Select all lines in the records that include "from".
══════════
PR #855, opened 2024-06-30
tree: fix segfault in nvme_free_tree()

martin-gpy:
Commands like nvme list & list-subsys currently segfault for --help or any invalid command option as shown below:

nvme list -h
Usage: nvme list <device> [OPTIONS]

Retrieve basic information for all NVMe namespaces

Options:
  [  --verbose, -v ]                    --- output verbosity
  [  --output-format=<FMT>, -o <FMT> ]  --- format: normal|json|binary

This is due to an invalid dereferencing of the nvme_root_t object in nvme_free_tree(). Fix this by checking whether this object is valid before dereferencing and freeing it. And while we are it, ensure r->options is also valid before freeing it.


igaw:
Thanks!

PR #856, opened 2024-07-01
linux: add nvme_revoke_tls_key

igaw:
Add a functio to revoke a TLS key from a keyring.

see #https://github.com/linux-nvme/nvme-cli/issues/2365


igaw:
I suppose this should be called revoke as there is no remove operation.

PR #857, opened 2024-07-03
tree: add helper to lookup hostnqn/hostid

igaw:
There are several places where the default hostnqn/hostid could be stored. Add a helper which ensures a canonical way to lookup these values. Also this function warns if the hostnqn/hostid do not match as the Linux kernel enforces this.


src/nvme/tree.c
```diff
@@ -117,16 +117,99 @@ static void cleanup_dirents(struct dirents *ents)
...
+	nvme_host_t h;
+
+	/* command line argumments */
+	if (hostid_arg)
+		hid = strdup(hostid_arg);
+	if (hostnqn_arg)
+		hnqn = strdup(hostnqn_arg);
+
+	/* JSON config: assume the first entry is the default host */
+	h = nvme_first_host(r);
```
igaw, line 147: This doesn't seem to do what I though it would do. Needs some more tinkering.

test/config/config-dump.c
```diff
@@ -0,0 +1,53 @@
...
+}
+
+int main(int argc, char *argv[])
+{
+	bool pass = true;
+
+	config_dump(argv[1]);
+	fflush(stdout);
+
+	exit(pass ? EXIT_SUCCESS : EXIT_FAILURE);
```
calebsander, line 52: Return value from `config_dump()` (`pass`) is ignored, so this will always succeed?

igaw: oops, that is obviously wrong. thanks for catching it!

PR #858, opened 2024-07-04
build: add cleanup.h install

ikegami-t:
To use the cleanup functions by nvme-cli.


igaw:
I'd rather not. This is a private header. We don't want to distribute.
We should only install those headers listed in `libnvme.h`

PR #860, opened 2024-07-10
types: add new field added in TP4090

nitin-sao:
As per TP4090, a new field support is added as NPDGL (Namespace Preferred Deallocate Granularity Large) and so the bit-field of NSFEAT, OPTPERF get extended by 1 bit.


igaw:
Thanks!

PR #861, opened 2024-07-11
types: add new field added in TP4099

nitin-sao:
As per TP4090, a new field is added as MEM (MDTS and Size Limits Exclude Metadata) under nvme_id_ctrl_ctratt.


igaw:
Thanks!

PR #863, opened 2024-07-13
tree: fix nvme_read_config() to not set errno if return 0

ikegami-t:
It should not touch errno but open() set value in json_read_config().


ikegami-t:
Fix for the bug mentioned by https://github.com/linux-nvme/nvme-cli/pull/2414#discussion_r1676296002.

ikegami-t:
Thank you too.

PR #864, opened 2024-07-16
tree: fix segfault in nvme_ctrl_lookup_phy_slot()

gjoyce-ibm:
Not all directories have an address. Verify addr before calling strcmp().

Fixes: 42ac45359635 ("tree: Add PCI physical slot number for controller")

### DIFF
--- a/src/nvme/tree.c
+++ b/src/nvme/tree.c
@@ -1784,6 +1784,10 @@ static char *nvme_ctrl_lookup_phy_slot(nvme_root_t r, const char *address)
 				return NULL;
 			}
 			addr = nvme_get_attr(path, "address");
+
+			/* some directories don't have an address entry */
+			if (!addr)
+				continue;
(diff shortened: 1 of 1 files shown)


shroffni:
Looks good to me.

Thanks,
--Nilay

src/nvme/tree.c
```diff
@@ -1784,6 +1784,10 @@ static char *nvme_ctrl_lookup_phy_slot(nvme_root_t r, const char *address)
 				return NULL;
 			}
 			addr = nvme_get_attr(path, "address");
+
+			/* some directories don't have an address entry */
+			if (addr == NULL)
```
martin-gpy, line 1789: A cleaner way to do this would be ```if (!addr)```

gjoyce-ibm: I guess that I'm a K&R guy but if that's the style for the library, I can change it.

igaw:
Thanks!

PR #865, opened 2024-07-17
types: Added new controller attribute as per TP4104

nitin-sao:
As per TP4104, a new controller attribute support is added as HMBR (HMB Restrict Non-Operational Power State Access) under nvme_id_ctrl_ctratt.


igaw:
Thanks!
══════════
SOLUTION TO THIS TASK »
Add a functio to revoke a TLS key from a keyring.
calebsander, line 52: Return value from `config_dump()` (`pass`) is ignored, so this will always succeed?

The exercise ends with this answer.